ASSIGNED TASK: Your answer must contain each line of the listing in which "that" appears, copied in full.
BEGIN EXERCISE DATA
PR #191, opened 2019-07-09
Remove DNF name convert tests for packages that no longer exist in rawhide

gordonmessmer:
As far as I can tell, the Fedora policy should be updated to lower-case package names.  I've updated name_convertor.py to blacklist distros that shouldn't lower-case names rather than enabling it only for mageia.  That should simplify things supposing that epel8 support will be added later.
END EXERCISE DATA
SOLVED EXERCISE:
Remove DNF name convert tests for packages that no longer exist in rawhide
As far as I can tell, the Fedora policy should be updated to lower-case package names.  I've updated name_convertor.py to blacklist distros that shouldn't lower-case names rather than enabling it only for mageia.  That should simplify things supposing that epel8 support will be added later.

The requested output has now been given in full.